History

United Kingdom
- Name: Christopher
- Builder: Brockbank, Lancaster
- Launched: 21 November 1809
- Fate: Wrecked 5 December 1836

General characteristics
- Tons burthen: 395, or 400, or 425, or 42526⁄94 (bm)
- Length: 112 ft 0 in (34.1 m)
- Beam: 29 ft 3 in (8.9 m)
- Armament: 1810:20 × 12-pounder carronades; 1813: 8 × 12-pounder guns; 1814: 8 × 12-pounder carronades;

= Christopher (1809 ship) =

Christopher was launched in Lancaster in 1809. She sailed as a West Indiaman until 1816 when she sailed to India under a licence from the British East India Company. On her return she returned to the West Indies trade. Later she started trading between London and Quebec. She was wrecked at sea on 5 December 1836.

==Career==
Christopher first appeared in Lloyd's Register (LR) in the volume for 1810.

| Year | Master | Owner | Trade | Source |
|---|---|---|---|---|
| 1810 | P.Jackson | Bradshaw & Co. | Lancaster–Martinique | LR |
| 1811 | P.Jackson LaCoque Smith | Bradshaw & Co. | Lancaster–Martinique | LR |
| 1813 | Smith | G.Dennison & Co. | Cork–St Croix | LR |
| 1814 | H.Smith | G.Dennison | Greenock–St Croix | LR |
| 1816 | H.Smith | G.Dennison | Greenock–Barbados London–India |  |

In 1813 the EIC had lost its monopoly on the trade between India and Britain. British ships were then free to sail to India or the Indian Ocean under a licence from the EIC.

On 3 January 1816 Christopher, Smith, master, sailed for India under a licence from the EIC.

| Year | Master | Owner | Trade | Source & notes |
|---|---|---|---|---|
| 1818 | H.Smith Snell | G.Dennison | London–India London–Jamaica | LR |
| 1822 | S.Snell J.Knight | G.Dennison | London–Jamaica London–Quebec | LR |
| 1830 | J.Knight | Captain & Co. | London–Quebec | LR |
| 1831 | J.Knight | Oliver & Co. | London | LR |
| 1832 | J.Knight | Oliver & Co. | London-Quebec | LR |

In December 1835 Christopher arrived off Portland having sustained damage.
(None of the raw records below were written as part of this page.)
PR #9633, opened 2020-10-21
rec: two OpenBSD improvemenst wrt UDP sockets: port randomization and EGAIN errors

omoerbeek:
Use OpenBSD's reliable local UDP port randomization instead of a home-grown mechanism and retry on sendmsg EAGAIN. The latter can and does happen on non-blocking UDP sockets on OpenBSD.

This makes running multiple recursor threads on OpenBSD much more reliable on heavy load. Previously
you would see quite some EAGAINs (leading to reply loss) on e.g. a dnsperf load test with threads > 1.
The arbitrary max loop count is a bit unsatisfactory....

There might be more systems that return EAGAIN once in a while on sendmsg(2) on a non-blocking UDP socket.

Apology for the white-space changes.

### Checklist

I have:
- [X] compiled this code
- [X] tested this code
- [X] documented the code

### DIFF
--- a/pdns/iputils.cc
+++ b/pdns/iputils.cc
@@ -242,7 +242,8 @@ int sendOnNBSocket(int fd, const struct msghdr *msgh)
 {
   int sendErr = 0;
 #ifdef __OpenBSD__
-  for (int i = 0; i < 10; i++) {
+  // OpenBSD can and does return EAGIN on non-blocking datagram sockets
+  for (int i = 0; i < 10; i++) { // Arbitrary upper bound
     if (sendmsg(fd, msgh, 0) != -1) {
       sendErr = 0;
       break;
--- a/pdns/iputils.cc
+++ b/pdns/iputils.cc
@@ -242,7 +242,7 @@ int sendOnNBSocket(int fd, const struct msghdr *msgh)
 {
   int sendErr = 0;
 #ifdef __OpenBSD__
-  // OpenBSD can and does return EAGIN on non-blocking datagram sockets
+  // OpenBSD can and does return EAGAIN on non-blocking datagram sockets
   for (int i = 0; i < 10; i++) { // Arbitrary upper bound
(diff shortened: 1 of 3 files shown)


Habbie:
>  The arbitrary max loop count is a bit unsatisfactory....

I had to read the tries=2, `--tries`, `tries==1` trick a few too many times, so perhaps that needs more comments, or a different approach.

Habbie:
Otherwise, looks good!

pdns/iputils.cc
```diff
@@ -238,6 +238,28 @@ bool IsAnyAddress(const ComboAddress& addr)
   
   return false;
 }
+int sendOnNBSocket(int fd, const struct msghdr *msgh)
+{
+  int sendErr = 0;
+#ifdef __OpenBSD__
+  // OpenBSD can and does return EAGIN on non-blocking datagram sockets
```
Habbie, line 245:
```suggestion
  // OpenBSD can and does return EAGAIN on non-blocking datagram sockets
```

pdns/pdns_recursor.cc
```diff
@@ -578,50 +578,52 @@ class UDPClientSocks
...
-
-    //    setCloseOnExec(ret); // we're not going to exec
-
-    int tries=10;
+    // The loop below runs the body with [tries-1 tries-2 ... 1]. Last iteration with tries == 1 is special: it uses a kernel
+    // allocated UDP port.
+#if !defined( __OpenBSD__)
+    int tries = 10;
+#else
+    int tries = 2; // hit the reliable kernel random case for OpenBSD immediately, using sysctl net.inet.udp.baddynamic to exclude ports
```
Habbie, line 595:
```suggestion
    int tries = 2; // hit the reliable kernel random case for OpenBSD immediately (because it will match tries==1 below), using sysctl net.inet.udp.baddynamic to exclude ports
```

Habbie (approved):
approved, with two more comment improvement suggestions

PR #9639, opened 2020-10-23
rec: the clock can tick while the negcache test is running.

omoerbeek:
I'm assuming the test always finishes within 1 second...

Fix tested by waiting in a loop until the second is *almost* over and then run the test.

While there zap a redundant test: it's legal to call `free(nullptr)`.

### Checklist

I have:
- [X] compiled this code
- [X] tested this code
- [X] documented the code


rgacogne (commented):
Perhaps we could pass a `const struct timeval&` to `NegCache::dumpToFile` instead?

rgacogne (approved):

PR #12269, opened 2022-12-06
auth: fix invalid catalog zone sql query for gpgsqlbackend

frei-style:
### Short description

I tried to setup a catalog zone but it didn't work. I use PostgreSQL as a backend. The following error was logged repeatedly. PostgreSQL doesn't convert integers (0 in this case) to a boolean. I replaced 0 with false to get a valid SQL statement. I tested the SQL statement itself via psql and it worked, but I did not compile PowerDNS.

```
Oct 23 14:19:17 ns1.example.com pdns_server[924]: AXFR-out zone 'catalog.example.com', client '2001:abcd:99:ef::2a0:1', transfer initiated
Oct 23 14:19:17 ns1.example.com pdns_server[924]: TCP server is without backend connections in doAXFR, launching
Oct 23 14:19:17 ns1.example.com pdns_server[924]: TCP nameserver had error, cycling backend: virtual bool GSQLBackend::getCatalogMembers(const DNSName&, std::vector<CatalogInfo>&, CatalogInfo::CatalogType) unable to retrieve list of member zones: Fatal error during prePQpreparepare: select domains.id, domains.name, domains.options from records join domains on records.domain_id=domains.id and records.name=domains.name where domains.type='MASTER' and domains.catalog=$1 and records.type='SOA' and records.disabled=0: ERROR:  operator does not exist: boolean = integer
Oct 23 14:19:17 ns1.example.com pdns_server[924]: LINE 1: ...ins.catalog=$1 and records.type='SOA' and records.disabled=0
Oct 23 14:19:17 ns1.example.com pdns_server[924]:                                                                      ^
Oct 23 14:19:17 ns1.example.com pdns_server[924]: HINT:  No operator matches the given name and argument types. You might need to add explicit type casts.
```

### Checklist

I have:
- [ ] compiled this code
- [ ] tested this code
- [ ] documented the code

### DIFF
--- a/modules/gpgsqlbackend/gpgsqlbackend.cc
+++ b/modules/gpgsqlbackend/gpgsqlbackend.cc
@@ -140,7 +140,7 @@ public:
     declare(suffix, "update-serial-query", "", "update domains set notified_serial=$1 where id=$2");
     declare(suffix, "update-lastcheck-query", "", "update domains set last_check=$1 where id=$2");
     declare(suffix, "info-all-master-query", "", "select domains.id, domains.name, domains.type, domains.notified_serial, domains.options, domains.catalog, records.content from records join domains on records.domain_id=domains.id and records.name=domains.name where records.type='SOA' and records.disabled=false and domains.type in ('MASTER', 'PRODUCER')");
-    declare(suffix, "info-producer-members-query", "", "select domains.id, domains.name, domains.options from records join domains on records.domain_id=domains.id and records.name=domains.name where domains.type='MASTER' and domains.catalog=$1 and records.type='SOA' and records.disabled=0");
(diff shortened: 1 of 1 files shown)


mnordhoff:
FWIW, you don't have to recompile to test SQL query changes. They're all regular settings. You can set `gpgsql-info-producer-members-query` in `pdns.conf` (or `gpgsql.conf` or whatever).

frei-style:
> FWIW, you don't have to recompile to test SQL query changes. They're all regular settings. You can set `gpgsql-info-producer-members-query` in `pdns.conf` (or `gpgsql.conf` or whatever).

Thank you very much @mnordhoff, I didn't know that. I added the following line to `pdns.conf` and my catalog zone is working now.

```
gpgsql-info-producer-members-query=select domains.id, domains.name, domains.options from records join domains on records.domain_id=domains.id and records.name=domains.name where domains.type='MASTER' and domains.catalog=$1 and records.type='SOA' and records.disabled=false
```

zeha (approved):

| Year | Master | Owner | Trade | Source & notes |
|---|---|---|---|---|
| 1836 | G.Kay | Oliver | London–Quebec | LR; large repair 1836 |

==Fate==
Christopher sailed from Quebec on 17 November 1836 bound for London with a cargo of timber. She was wrecked on 5 December 1836 in the Atlantic Ocean with the loss of all but one of her seventeen crew. The survivor, the carpenter, was rescued by George Gordon, Moorman, master. Four men were still alive when George Gordon arrived on the scene, but one man died in the rescue attempt and the seas prevented the rescue of the two other survivors.

On 23 December 1836 Christopher was found as a floating wreck in the Atlantic, after being abandoned.

Christophers entry in the 1836 issue of LR carried the annotation "LOST".